The new data show the labor market isn’t softening nearly to the extent that some thought it was. The overall level of claims is still fairly low, indicating resilient demand for workers.
“Their volatility and revisions point more to a shaky system for collecting data than a reliable measure of labor market vitality,” Robert Frick, corporate economist at Navy Federal Credit Union, said in a note, adding that other metrics point to a “healthy” jobs market.
What Bloomberg Economics Says…
“Broader labor-market data continue to suggest conditions are gradually easing, and we expect that cooling to accelerate in the second half of the year.”
— Eliza Winger, economist
To read the full note, click here
On an unadjusted basis, nationwide claims ticked up to 202,044 last week, led by Connecticut and Texas.
The data can be choppy from week to week.
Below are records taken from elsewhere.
PR #191, opened 2025-01-17
Add test plan for QQE-1290

mocenas:
### Links

JIRA: https://issues.redhat.com/browse/QQE-1290

Quarkus documentation:

   - Logging
   - Tracing
   - Metrics
   - Security
   - OpenAPI
   - Data sources
   - Frontend
   - Qute

### DIFF
--- a/QQE-1290.md
+++ b/QQE-1290.md
@@ -1,0 +1,19 @@
+# QQE-1290 Test RestClientReactive base URL override
+
+JIRA link: https://issues.redhat.com/browse/QQE-1290
+
+Test plan covers reactive rest client's ability to override base URL.
+
+## Scope of the testing
+Verify that quarkus-reactive-rest-client is able to override base URL by annotation-based parameters on runtime.
+Tests will be executed on baremetal JVM and native.
+
+## Automated test development
+- New tests will be part of already existing test module `rest-client-reactive`
+
+## Impact on resources
+- Baremetal JVM:  ~ 30 seconds.
+- Baremetal native: ~ 1:30 min.
+
+# Links
+Original PR: https://github.com/quarkusio/quarkus/pull/43331


QQE-1290.md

The four-week moving average of initial claims, which smooths out some of the volatility, was unchanged at 231,750.
Continuing claims, which include people who have received unemployment benefits for a week or more and are a good indicator of how hard it is for people to find work after losing their jobs, edged lower to 1.79 million in the week ended May 13.
The report precedes next week’s monthly employment figures, which are forecast to show hiring likely moderated in May and the unemployment rate ticked up.
Separate data Thursday showed the government’s two main measures of US economic activity diverged in the first quarter, with one gauge painting a picture of weakness.
–With assistance from Jordan Yadoo.
(Adds graphic, Bloomberg Economics comment)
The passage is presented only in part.